What to produce:
Some entries follow. Reproduce exactly the lines starting at the one with "Fix some provision.sh bash malfunctions" and stopping after the one with "# Script to".
++++++++++++++++++++
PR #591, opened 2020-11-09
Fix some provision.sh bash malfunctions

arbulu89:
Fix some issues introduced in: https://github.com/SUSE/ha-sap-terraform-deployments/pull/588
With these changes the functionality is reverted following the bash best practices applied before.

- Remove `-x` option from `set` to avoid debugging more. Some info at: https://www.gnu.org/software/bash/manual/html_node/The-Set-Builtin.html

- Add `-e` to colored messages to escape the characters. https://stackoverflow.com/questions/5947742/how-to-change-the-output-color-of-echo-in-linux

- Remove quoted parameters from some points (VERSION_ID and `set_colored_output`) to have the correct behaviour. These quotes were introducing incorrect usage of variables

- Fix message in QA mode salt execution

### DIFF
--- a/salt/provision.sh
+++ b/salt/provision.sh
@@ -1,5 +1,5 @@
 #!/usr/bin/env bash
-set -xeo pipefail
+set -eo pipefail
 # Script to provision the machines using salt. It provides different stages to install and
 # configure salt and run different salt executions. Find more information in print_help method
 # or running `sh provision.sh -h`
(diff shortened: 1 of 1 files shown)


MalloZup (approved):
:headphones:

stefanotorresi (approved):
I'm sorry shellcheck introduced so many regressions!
++++++++++++++++++++
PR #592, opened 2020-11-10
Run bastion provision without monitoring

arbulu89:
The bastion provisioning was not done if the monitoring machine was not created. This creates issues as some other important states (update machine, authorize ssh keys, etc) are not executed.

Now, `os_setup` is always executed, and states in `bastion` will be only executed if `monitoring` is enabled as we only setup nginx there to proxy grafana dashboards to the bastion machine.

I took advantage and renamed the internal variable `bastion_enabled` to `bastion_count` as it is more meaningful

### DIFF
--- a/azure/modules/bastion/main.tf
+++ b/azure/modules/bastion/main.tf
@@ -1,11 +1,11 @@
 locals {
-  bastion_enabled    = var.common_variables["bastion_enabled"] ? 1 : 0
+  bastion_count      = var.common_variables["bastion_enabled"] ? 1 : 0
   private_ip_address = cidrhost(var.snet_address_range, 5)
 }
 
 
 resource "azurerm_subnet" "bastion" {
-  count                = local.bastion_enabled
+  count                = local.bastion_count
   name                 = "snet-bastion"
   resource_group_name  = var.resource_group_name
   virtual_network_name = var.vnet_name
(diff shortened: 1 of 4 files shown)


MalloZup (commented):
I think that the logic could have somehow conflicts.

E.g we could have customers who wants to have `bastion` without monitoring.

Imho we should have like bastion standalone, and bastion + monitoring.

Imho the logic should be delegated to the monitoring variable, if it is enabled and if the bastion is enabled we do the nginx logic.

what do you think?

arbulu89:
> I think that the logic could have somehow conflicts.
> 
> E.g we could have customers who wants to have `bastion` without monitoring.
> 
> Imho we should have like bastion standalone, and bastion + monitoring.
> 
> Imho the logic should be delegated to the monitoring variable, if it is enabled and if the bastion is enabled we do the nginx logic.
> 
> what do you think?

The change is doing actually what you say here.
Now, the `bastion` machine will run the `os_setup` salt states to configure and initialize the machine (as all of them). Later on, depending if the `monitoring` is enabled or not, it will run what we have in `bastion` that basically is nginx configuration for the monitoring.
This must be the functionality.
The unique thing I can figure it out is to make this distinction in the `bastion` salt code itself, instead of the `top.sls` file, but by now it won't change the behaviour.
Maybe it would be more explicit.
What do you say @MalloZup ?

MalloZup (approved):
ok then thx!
++++++++++++++++++++
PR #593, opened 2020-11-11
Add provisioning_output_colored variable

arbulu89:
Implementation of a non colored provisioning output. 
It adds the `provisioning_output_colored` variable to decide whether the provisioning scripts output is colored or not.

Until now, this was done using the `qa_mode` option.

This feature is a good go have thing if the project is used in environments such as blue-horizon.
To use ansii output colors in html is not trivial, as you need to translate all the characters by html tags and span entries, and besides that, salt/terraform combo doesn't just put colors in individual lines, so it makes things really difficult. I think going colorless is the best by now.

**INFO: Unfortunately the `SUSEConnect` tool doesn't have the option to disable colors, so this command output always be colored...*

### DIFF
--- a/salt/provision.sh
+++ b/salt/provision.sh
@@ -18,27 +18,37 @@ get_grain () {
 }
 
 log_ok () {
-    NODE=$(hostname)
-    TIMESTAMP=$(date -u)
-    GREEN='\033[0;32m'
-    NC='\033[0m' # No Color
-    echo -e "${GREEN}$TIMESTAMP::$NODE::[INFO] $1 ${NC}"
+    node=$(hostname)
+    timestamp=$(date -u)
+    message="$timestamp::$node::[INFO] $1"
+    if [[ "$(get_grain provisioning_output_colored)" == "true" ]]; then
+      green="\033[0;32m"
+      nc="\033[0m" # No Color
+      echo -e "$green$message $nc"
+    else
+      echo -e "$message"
++++++++++++++++++++
Answer to the problem:
Fix some provision.sh bash malfunctions

arbulu89:
Fix some issues introduced in: https://github.com/SUSE/ha-sap-terraform-deployments/pull/588
With these changes the functionality is reverted following the bash best practices applied before.

- Remove `-x` option from `set` to avoid debugging more. Some info at: https://www.gnu.org/software/bash/manual/html_node/The-Set-Builtin.html

- Add `-e` to colored messages to escape the characters. https://stackoverflow.com/questions/5947742/how-to-change-the-output-color-of-echo-in-linux

- Remove quoted parameters from some points (VERSION_ID and `set_colored_output`) to have the correct behaviour. These quotes were introducing incorrect usage of variables

- Fix message in QA mode salt execution

### DIFF
--- a/salt/provision.sh
+++ b/salt/provision.sh
@@ -1,5 +1,5 @@
 #!/usr/bin/env bash
-set -xeo pipefail
+set -eo pipefail
 # Script to provision the machines using salt. It provides different stages to install and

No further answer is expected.